The regulation of gene expression is critical for the normal cellular function and the development of multicellular eukaryotes. It is also important in prokaryotes and virus-infected cells.


I am establishing my research into the fundamental steps of gene expression and how these can be manipulated in experimental systems. I have been researching different aspects of gene expression and regulation since my doctoral (2015-2018) and postdoctoral research (2018-2020).

Projects

A new role of introns?

We have recently found an undescribed mechanism that regulates gene expression, through splicing and translation of mRNAs (Lim et al., 2018). This links splicing and translation, key sequential cellular processes that occur in two separate cellular compartments. We estimate that ~30% of messenger RNAs are regulated by this new mechanism. We are developing computational and experimental methods (e.g., quantitative proteomics) to study this new mechanism. We are looking for students interested in this interdisciplinary project.

What is the role of splicing in viruses?

Hepatitis B virus (HBV) affect 296 million people worldwide. HBV is an unusual DNA virus. HBV produces the pregenomic RNA that is retro-transcribed into genomic DNA. We have experimentally characterised the spliced pregenomic RNAs of HBV and shown that these spliced RNAs are specific to the different genotypes of HBV (Lim et al., 2021). We also identify similar genotype-specific expression profiles in human liver and infected primary cells (501 public RNA-seq libraries), suggesting the viral spliced RNAs could be functionally important.
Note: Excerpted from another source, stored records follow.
PR #480, opened 2021-01-24
Expose quota information from Workspace.

ricardo-espinoza:
This pull request exposes the Quota information through the IWorkspace interface so it can be consumed by clients like IQSharp. It is mostly a wrapper for generated code under /src/Azure/Azure.Quantum.Client/generated/.


vxfield (approved):
Looks good to me.

PR #481, opened 2021-01-26
Update C# generation for access modifier changes in Q# compiler

samarsha:
This updates C# generation to work with the changes in microsoft/qsharp-compiler#835.


irinayat-MS (approved):
lgtm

How does the exon-intron gene structure emerge?

We have reconstructed the evolutionary history of intron presence/absence in fungi and found a general bias towards intron loss over intron gain (Lim et al., 2021). We estimate that all modern species have experienced a net reduction in intron number from an initially highly intron-rich fungal ancestor (>8 introns per kilobase, more than modern humans). Interestingly, we find that these intron gain and loss events have given rise to exons that are 6-fold larger than average exons. Some introns are well conserved across species and even harbour functional noncoding RNAs.

How to enhance gene expression and protein solubility?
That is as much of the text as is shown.